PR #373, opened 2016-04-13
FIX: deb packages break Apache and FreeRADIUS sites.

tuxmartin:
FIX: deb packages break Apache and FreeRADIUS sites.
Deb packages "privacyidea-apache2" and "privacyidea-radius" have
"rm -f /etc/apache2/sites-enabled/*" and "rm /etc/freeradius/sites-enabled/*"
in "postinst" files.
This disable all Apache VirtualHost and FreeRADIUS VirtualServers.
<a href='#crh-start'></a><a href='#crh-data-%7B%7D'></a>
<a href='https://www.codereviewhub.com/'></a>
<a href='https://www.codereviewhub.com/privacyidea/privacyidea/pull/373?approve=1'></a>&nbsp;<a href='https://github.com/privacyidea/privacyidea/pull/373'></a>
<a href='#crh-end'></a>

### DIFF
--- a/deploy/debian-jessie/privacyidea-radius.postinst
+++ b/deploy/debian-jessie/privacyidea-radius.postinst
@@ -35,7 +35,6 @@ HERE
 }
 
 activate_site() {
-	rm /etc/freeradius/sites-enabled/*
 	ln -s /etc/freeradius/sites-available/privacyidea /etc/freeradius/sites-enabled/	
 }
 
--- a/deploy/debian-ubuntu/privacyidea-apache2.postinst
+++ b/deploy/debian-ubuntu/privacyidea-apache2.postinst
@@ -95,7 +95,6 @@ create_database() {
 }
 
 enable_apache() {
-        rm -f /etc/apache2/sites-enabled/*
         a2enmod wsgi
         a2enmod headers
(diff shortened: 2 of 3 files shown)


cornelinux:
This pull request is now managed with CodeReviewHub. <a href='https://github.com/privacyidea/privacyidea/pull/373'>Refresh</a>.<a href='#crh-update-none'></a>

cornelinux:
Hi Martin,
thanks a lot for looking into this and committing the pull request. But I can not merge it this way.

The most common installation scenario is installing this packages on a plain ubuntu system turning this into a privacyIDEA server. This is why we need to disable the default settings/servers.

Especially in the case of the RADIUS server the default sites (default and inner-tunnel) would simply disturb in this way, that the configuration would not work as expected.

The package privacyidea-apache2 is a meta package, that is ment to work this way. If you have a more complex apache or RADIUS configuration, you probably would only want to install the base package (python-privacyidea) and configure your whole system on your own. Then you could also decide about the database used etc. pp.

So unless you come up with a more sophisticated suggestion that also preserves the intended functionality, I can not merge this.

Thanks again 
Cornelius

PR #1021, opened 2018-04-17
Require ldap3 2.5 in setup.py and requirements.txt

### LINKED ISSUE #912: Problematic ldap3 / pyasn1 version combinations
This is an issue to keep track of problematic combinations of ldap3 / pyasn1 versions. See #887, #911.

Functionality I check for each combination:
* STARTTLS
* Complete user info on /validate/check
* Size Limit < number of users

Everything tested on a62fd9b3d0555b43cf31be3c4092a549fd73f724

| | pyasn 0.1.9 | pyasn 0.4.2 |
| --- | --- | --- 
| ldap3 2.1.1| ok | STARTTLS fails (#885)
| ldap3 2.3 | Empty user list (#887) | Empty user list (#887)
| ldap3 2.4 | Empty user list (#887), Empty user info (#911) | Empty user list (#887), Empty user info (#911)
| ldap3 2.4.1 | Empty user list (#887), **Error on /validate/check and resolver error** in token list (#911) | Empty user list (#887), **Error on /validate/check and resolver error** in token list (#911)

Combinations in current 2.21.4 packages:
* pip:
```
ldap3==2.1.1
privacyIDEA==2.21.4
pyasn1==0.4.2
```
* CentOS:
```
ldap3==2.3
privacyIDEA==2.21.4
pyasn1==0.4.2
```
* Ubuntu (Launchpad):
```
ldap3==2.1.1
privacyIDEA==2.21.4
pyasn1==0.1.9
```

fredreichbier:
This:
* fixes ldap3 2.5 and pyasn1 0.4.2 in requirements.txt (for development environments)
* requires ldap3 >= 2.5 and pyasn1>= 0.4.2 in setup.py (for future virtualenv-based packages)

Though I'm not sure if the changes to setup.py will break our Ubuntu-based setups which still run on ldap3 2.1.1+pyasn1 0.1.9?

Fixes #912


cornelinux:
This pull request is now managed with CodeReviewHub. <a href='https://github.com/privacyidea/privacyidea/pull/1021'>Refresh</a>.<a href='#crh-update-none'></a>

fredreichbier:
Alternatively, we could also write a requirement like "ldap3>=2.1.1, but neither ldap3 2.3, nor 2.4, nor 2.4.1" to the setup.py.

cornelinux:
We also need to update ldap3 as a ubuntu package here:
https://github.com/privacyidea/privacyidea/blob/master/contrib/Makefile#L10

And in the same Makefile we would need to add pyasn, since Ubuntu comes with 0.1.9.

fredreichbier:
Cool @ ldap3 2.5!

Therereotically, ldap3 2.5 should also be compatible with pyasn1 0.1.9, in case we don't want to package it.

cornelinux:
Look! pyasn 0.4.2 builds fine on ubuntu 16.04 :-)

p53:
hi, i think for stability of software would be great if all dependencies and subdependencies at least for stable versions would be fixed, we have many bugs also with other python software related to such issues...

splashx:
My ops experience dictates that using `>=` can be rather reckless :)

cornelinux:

- [What the exercise asks] Pick out every line of the listing containing the word "postinst", and show those lines.

- [Exercise result]
in "postinst" files.
--- a/deploy/debian-jessie/privacyidea-radius.postinst
+++ b/deploy/debian-jessie/privacyidea-radius.postinst
--- a/deploy/debian-ubuntu/privacyidea-apache2.postinst
+++ b/deploy/debian-ubuntu/privacyidea-apache2.postinst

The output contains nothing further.